I’ll personally have a hard time voting for a Boomer, much less a former hippie, but I could be persuaded. I do know that the Democrats can’t be counted on to include us as a core constituency, and the Greens don’t have their act together enough to make it worth our time. (Please, though, both of you prove me wrong.) However it’s to be done, it needs to start now. If the idea doesn’t catch on by, say, the Fourth of July, it’s dead in the water. I was talking to two wealthy progressives last night, and they were already trying to decide who to give moolah to in the Democratic primary.

If there was a groundswell and if a candidate made it to the ballot, the momentum (judging from past successes) would at least need to be countered by the powers-that-be. And that was enough for the progressive and populist movements of a century ago to get most everything they wanted without ever getting their own candidate into the White House. If Jim’s estimate of 30 million Americans in the movement is accurate, that’s over 25% of the last cycle’s total votes. Does anyone remember how much trouble Ross Perot caused? Imagine what might have happened if he hadn’t been crazy and hadn’t kept jumping in and out of the ring. (And I don’t think that’s a lot to ask for in a candidate.)

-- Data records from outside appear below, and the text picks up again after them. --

PR #542, opened 2024-09-30
Rehabilitate CI, upgrade to syn@2

tamird:
See individual commits. Extracted from #536 minus the regression.


tamird:
@TeXitoi I think you might need to enable github actions from the repo settings.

Assuming global support for such a candidate, it could have the effect of globalizing Western elections, or at least creating stronger ties between parties of simliar ideologies in different nation-states. Keeping 80 million people content is a real pain in the ass, moreso if they can cause trouble not just at home but also with your allies. (Assuming the US still has allies worthy of the name after Iraq.) It could even move us closer to something resembling a cosmopolitan democracy.